-------- EXTRACTED ENTRIES --------

PR #23886, opened 2026-06-09
CAMEL-23630: add HeaderFilterStrategy to camel-dapr

oscerd:
Implements [CAMEL-23630](https://issues.apache.org/jira/browse/CAMEL-23630).

## What this changes

- Adds a `DaprHeaderFilterStrategy` (extending `DefaultHeaderFilterStrategy`) and exposes it via `DaprComponent` / `DaprEndpoint` as the standard `headerFilterStrategy` URI option, default-instantiated. This brings camel-dapr into line with the rest of the messaging-component family (`camel-iggy`, `camel-kafka`, `camel-jms`, ...).
- Updates `DaprPubSubConsumer` to stop copying the inbound CloudEvent's `pubsubName` / `topic` into the `CamelDaprPubSubName` / `CamelDaprTopic` headers (this is CAMEL-23630 "option (b)"). Those two constants are **producer-direction routing headers**: `DaprConfigurationOptionsProxy#getPubSubName/getTopic` read them back and prefer them over the endpoint-configured destination, so carrying them out of a consumer made a route such as `from("dapr-pubsub:p:t").to("dapr-pubsub:p:other")` route to the **inbound** topic instead of the configured one. The remaining CloudEvent metadata headers (`CamelDaprID`, `CamelDaprSource`, `CamelDaprType`, `CamelDaprSpecificVersion`, `CamelDaprDataContentType`, `CamelDaprBinaryData`, `CamelDaprTime`, `CamelDaprTraceParent`, `CamelDaprTraceState`) are unchanged.
- Updates `DaprPubSubConsumerTest` to assert the two routing headers are no longer set on the consumed exchange (the remaining metadata headers are still asserted).
- Documents the user-visible consumer header change and the new strategy in the 4.21 upgrade guide.

## Design note

Following the `camel-iggy` reference implementation cited in the issue, the component's own `CamelDapr*` metadata headers are set **directly** (not run through the filter). The `HeaderFilterStrategy` is intended to filter an arbitrary, sender-controlled header map — which the Dapr SDK `CloudEvent<T>` POJO does not expose (it has a fixed, closed set of getters and no extension attributes). It is therefore added for consistency with the catalog and to provide the standard `headerFilterStrategy` knob, and is not invoked over the consumer's fixed-field mapping. See the review thread for the full rationale.

---

*The component implementation was done using the Gemini CLI and the Gemini 2.5 Pro model; the upgrade-guide note and review responses were prepared by Claude Code on behalf of Andrea Cosentino.*


components/camel-dapr/src/main/java/org/apache/camel/component/dapr/DaprHeaderFilterStrategy.java
```diff
@@ -0,0 +1,31 @@
...
+/**
+ * Default header filter strategy for Dapr endpoints.
+ */
+public class DaprHeaderFilterStrategy extends DefaultHeaderFilterStrategy {
+
+    public DaprHeaderFilterStrategy() {
+        setLowerCase(true);
+        setOutFilterStartsWith(CAMEL_FILTER_STARTS_WITH);
+        setInFilterStartsWith(CAMEL_FILTER_STARTS_WITH);
+    }
```
davsclaus, line 30: This filter uses `CAMEL_FILTER_STARTS_WITH` which blocks all headers starting with `Camel` / `camel`. Since every Dapr component header starts with `CamelDapr` (e.g., `CamelDaprID`, `CamelDaprSource`, `CamelDaprTopic`), this filter would block **all** of Dapr's own headers if it were actually applied in the consumer/producer.

Compare with `KafkaHeaderFilterStrategy` — Kafka's component headers don't use the `Camel` prefix, so the generic filter works. For Dapr, you'd need to either:
- Change Dapr's header naming to not use the `Camel` prefix, or
- Override `applyFilterToExternalHeaders()` to allow `CamelDapr*` headers through

components/camel-dapr/src/main/java/org/apache/camel/component/dapr/consumer/DaprPubSubConsumer.java
```diff
@@ -102,8 +102,6 @@ private Exchange createServiceBusExchange(final CloudEvent<byte[]> cloudEvent) {
         message.setBody(cloudEvent.getData());
 
         // set headers
-        message.setHeader(DaprConstants.PUBSUB_NAME, cloudEvent.getPubsubName());
-        message.setHeader(DaprConstants.TOPIC, cloudEvent.getTopic());
         message.setHeader(DaprConstants.ID, cloudEvent.getId());
```
davsclaus, line 105: These headers (`CamelDaprPubSubName` and `CamelDaprTopic`) were removed because the filter strategy would block them. But the consumer still sets `CamelDaprID`, `CamelDaprSource`, `CamelDaprType`, etc. — all of which would also be blocked by the same filter. The fix should be in the filter strategy (allow Dapr's own headers), not removing useful headers.

Users consuming from Dapr PubSub need to know which pubsub and topic a message came from.

davsclaus (changes requested):
> :robot: _Claude Code on behalf of Claus Ibsen_

Thanks for working on this Andrea — adding `HeaderFilterStrategy` to camel-dapr is the right direction. I found a few issues that need to be addressed before this can be merged.

Note: This review covers project conventions and correctness. It does not replace specialized review tools such as CodeRabbit, Sourcery, or SonarCloud.

---

### 1. (Critical) HeaderFilterStrategy is wired up but never used in message processing

`DaprPubSubConsumer.createServiceBusExchange()` sets headers directly via `message.setHeader()` without ever calling `headerFilterStrategy.applyFilterToExternalHeaders()`. The strategy is added to `DaprEndpoint` and `DaprComponent` but is dead code — it has no effect on actual message processing.

Sibling components actively use the strategy. For example, `Sqs2Consumer` (~line 275):
```java
HeaderFilterStrategy headerFilterStrategy = getEndpoint().getHeaderFilterStrategy();
if (!headerFilterStrategy.applyFilterToExternalHeaders(header, value, exchange)) {
    message.setHeader(header, value);
}
```

And Kafka's `KafkaRecordProcessor` calls `shouldBeFiltered()` on every header.

### 2. (Critical) Default DaprHeaderFilterStrategy would block ALL component headers

`DaprHeaderFilterStrategy` sets both `setInFilterStartsWith(CAMEL_FILTER_STARTS_WITH)` and `setOutFilterStartsWith(CAMEL_FILTER_STARTS_WITH)`, which filters headers starting with `Camel` / `camel`. But **every** Dapr header uses the `CamelDapr` prefix (`CamelDaprPubSubName`, `CamelDaprTopic`, `CamelDaprID`, `CamelDaprSource`, etc.).

If the filter were actually applied (fixing issue #1), it would filter out **all** of the component's own headers — including the ones the PR keeps (`CamelDaprID`, `CamelDaprSource`, `CamelDaprType`, etc.).

Compare with Kafka: Kafka component headers don't use the `Camel` prefix, so the `CAMEL_FILTER_STARTS_WITH` filter works correctly there. Dapr's header naming convention (`CamelDapr*`) conflicts with the generic `Camel*` filter.

### 3. (Major) Useful headers removed as workaround

The PR removes `PUBSUB_NAME` (`CamelDaprPubSubName`) and `TOPIC` (`CamelDaprTopic`) from being set in `DaprPubSubConsumer`. The CI fix section acknowledges this was because "the HeaderFilterStrategy applied to standard CamelDapr prefixed headers filtered them out."

But this is inconsistent — the consumer **still** sets `CamelDaprID`, `CamelDaprSource`, `CamelDaprType`, `CamelDaprSpecificVersion`, `CamelDaprDataContentType`, `CamelDaprBinaryData`, `CamelDaprTime`, `CamelDaprTraceParent`, `CamelDaprTraceState`. If the filter should block PubSubName and Topic, why not these?

Users consuming from Dapr PubSub likely need to know which pubsub and topic a message came from. Removing these headers breaks that use case.

### 4. (Minor) No producer-side header filtering

The PR adds the filter infrastructure but only touches the consumer side. The producer should also use the strategy when mapping Camel headers to outbound Dapr operations.

---

### Recommendation

The approach needs rework: either the filter strategy should be actively used in the consumer/producer (with proper allow-listing of Dapr's own `CamelDapr*` headers so they pass through), or the scope should be reconsidered.

oscerd:
> :robot: _Claude Code on behalf of Andrea Cosentino_

Thanks Claus for the careful review. I went through each point against CAMEL-23630, the camel-iggy reference implementation it mirrors, and the Dapr SDK, and I'd like to keep the current approach. Reasoning point by point:

**Context — CAMEL-23630 deliberately chose "option (b)".** The issue offers two alternatives for the consumer: (a) consult the `HeaderFilterStrategy` before setting each header, or (b) stop copying `PUBSUB_NAME`/`TOPIC` because they are producer-direction routing headers. This PR implements (b). The strategy is added for **consistency with the messaging-component family** and to expose the standard `headerFilterStrategy` option — exactly as camel-iggy (the cited reference) does.

**1. "Filter is never applied in the consumer."** Correct, and intentional. The siblings apply `applyFilterToExternalHeaders()` to an **arbitrary, sender-controlled header map**: `Sqs2Consumer` filters SQS message attributes, Kafka filters record headers, iggy filters `message.userHeaders()`. Note iggy sets its **own** fixed metadata headers (`MESSAGE_ID`, `MESSAGE_OFFSET`, …) **directly, bypassing the filter**, and runs only `userHeaders()` through it. The Dapr SDK `CloudEvent<T>` is a fixed POJO (`getId/getSource/getType/getPubsubName/...`) with **no extension/attribute map** (checked against `dapr-sdk` 1.16) — so there is no external header collection to filter, and every header name the consumer sets is a hardcoded, trusted `CamelDapr*` constant. There is no header-injection vector here to filter.

**2. "Default strategy would block all `CamelDapr*` headers if applied."** Agreed — and that's exactly why CAMEL-23630 chose (b) over (a). Running the component's own `CamelDapr`-prefixed metadata through a `Camel*` filter would strip them, so neither this PR nor iggy does that; the component's own headers are always set directly.

**3. "PubSubName/Topic removed but ID/Source/Type kept — inconsistent."** This asymmetry is the deliberate fix. `CamelDaprPubSubName`/`CamelDaprTopic` are **read back on the producer side** by `DaprConfigurationOptionsProxy#getPubSubName/getTopic` (header preferred over endpoint config; consumed by `DaprPubSubHandler`). Leaving them on a consumed exchange makes `from("dapr-pubsub:p:t").to("dapr-pubsub:p:other")` route to the **inbound** pubsub/topic instead of the configured one. `ID/Source/Type/...` are never read back by any producer operation, so they stay. A `dapr-pubsub` consumer also subscribes to a single fixed pubsub+topic, so those two headers were redundant with the endpoint config.

**4. "No producer-side filtering."** `DaprPubSubHandler#handle` reads only specific, typed headers via `getOption(...)` and builds the publish request from an explicit, route-author-supplied `CamelDaprMetadata` map — there is no generic "copy all Camel headers outbound" loop for an out-filter to act on. The out-filter is still exposed via the standard option for parity with the catalog.

I've pushed a follow-up documenting the consumer header change in the 4.21 upgrade guide. Happy to revisit if you'd prefer a different shape (e.g. exposing pubsub/topic under non-routing header names), but that would be a follow-up beyond this issue's scope.

components/camel-dapr/src/main/java/org/apache/camel/component/dapr/DaprHeaderFilterStrategy.java
oscerd: > :robot: _Claude Code on behalf of Andrea Cosentino_

Right — and that's why CAMEL-23630 stops copying the two routing headers (option b) rather than applying the filter per-header (option a). This mirrors `IggyHeaderFilterStrategy` and is exposed for consistency + the standard `headerFilterStrategy` option. It's never run over the component's own `CamelDapr*` metadata (those are set directly), so it won't strip them. A `Camel*` filter would only act on an arbitrary sender-controlled header map — which the Dapr `CloudEvent<T>` POJO doesn't have (no extension attributes), so there's nothing external to filter in the consumer. Overriding `applyFilterToExternalHeaders()` to allow `CamelDapr*` through isn't needed, since we never pass those (or any external map) through the filter.

components/camel-dapr/src/main/java/org/apache/camel/component/dapr/consumer/DaprPubSubConsumer.java
oscerd: > :robot: _Claude Code on behalf of Andrea Cosentino_

The asymmetry is intentional. `CamelDaprPubSubName`/`CamelDaprTopic` are read back on the **producer** side by `DaprConfigurationOptionsProxy#getPubSubName/getTopic` (header preferred over endpoint config, consumed by `DaprPubSubHandler`), so carrying them out of a consumer makes `from(dapr-pubsub).to(dapr-pubsub)` override the configured destination — the exact carry-over CAMEL-23630 targets. `CamelDaprID/Source/Type/...` are never read on the producer side, so they're harmless and stay. On knowing the source pubsub/topic: a `dapr-pubsub` consumer subscribes to a single fixed `pubSubName:topic`, so the value always equals the endpoint URI you configured — the header was redundant for the consumer. Added a 4.21 upgrade-guide note documenting the removal.

davsclaus (approved):
LGTM — clean, well-justified PR.

**Positive observations:**

1. **Bug fix is correct:** `PUBSUB_NAME` and `TOPIC` were producer-direction routing headers (read by `DaprConfigurationOptionsProxy`) that shouldn't have been set on consumed exchanges. Removing them fixes the routing loop described in CAMEL-23630.

2. **Security:** `DaprHeaderFilterStrategy` uses `setLowerCase(true)` with `CAMEL_FILTER_STARTS_WITH`, providing case-insensitive filtering of `Camel*` / `camel*` headers in both directions.

3. **Standard pattern:** `DaprEndpoint` correctly implements `HeaderFilterStrategyAware`, the strategy is exposed as a `@UriParam(label = "advanced")` option on both component and endpoint, and lazy initialization in `getHeaderFilterStrategy()` provides a sensible default. Follows the `camel-iggy` reference implementation.

4. **Test updated:** `DaprPubSubConsumerTest` asserts the two routing headers are now `null` on the consumed exchange.

5. **Upgrade guide:** Thorough entry in `camel-4x-upgrade-guide-4_21.adoc` with code example showing the routing problem and migration guidance.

--------

**TASK:**
Set every line down again exactly. Begin with the first line of the entries and finish with the line containing "## Design note".

**EXERCISE RESPONSE:**
PR #23886, opened 2026-06-09
CAMEL-23630: add HeaderFilterStrategy to camel-dapr

oscerd:
Implements [CAMEL-23630](https://issues.apache.org/jira/browse/CAMEL-23630).

## What this changes

- Adds a `DaprHeaderFilterStrategy` (extending `DefaultHeaderFilterStrategy`) and exposes it via `DaprComponent` / `DaprEndpoint` as the standard `headerFilterStrategy` URI option, default-instantiated. This brings camel-dapr into line with the rest of the messaging-component family (`camel-iggy`, `camel-kafka`, `camel-jms`, ...).
- Updates `DaprPubSubConsumer` to stop copying the inbound CloudEvent's `pubsubName` / `topic` into the `CamelDaprPubSubName` / `CamelDaprTopic` headers (this is CAMEL-23630 "option (b)"). Those two constants are **producer-direction routing headers**: `DaprConfigurationOptionsProxy#getPubSubName/getTopic` read them back and prefer them over the endpoint-configured destination, so carrying them out of a consumer made a route such as `from("dapr-pubsub:p:t").to("dapr-pubsub:p:other")` route to the **inbound** topic instead of the configured one. The remaining CloudEvent metadata headers (`CamelDaprID`, `CamelDaprSource`, `CamelDaprType`, `CamelDaprSpecificVersion`, `CamelDaprDataContentType`, `CamelDaprBinaryData`, `CamelDaprTime`, `CamelDaprTraceParent`, `CamelDaprTraceState`) are unchanged.
- Updates `DaprPubSubConsumerTest` to assert the two routing headers are no longer set on the consumed exchange (the remaining metadata headers are still asserted).
- Documents the user-visible consumer header change and the new strategy in the 4.21 upgrade guide.

## Design note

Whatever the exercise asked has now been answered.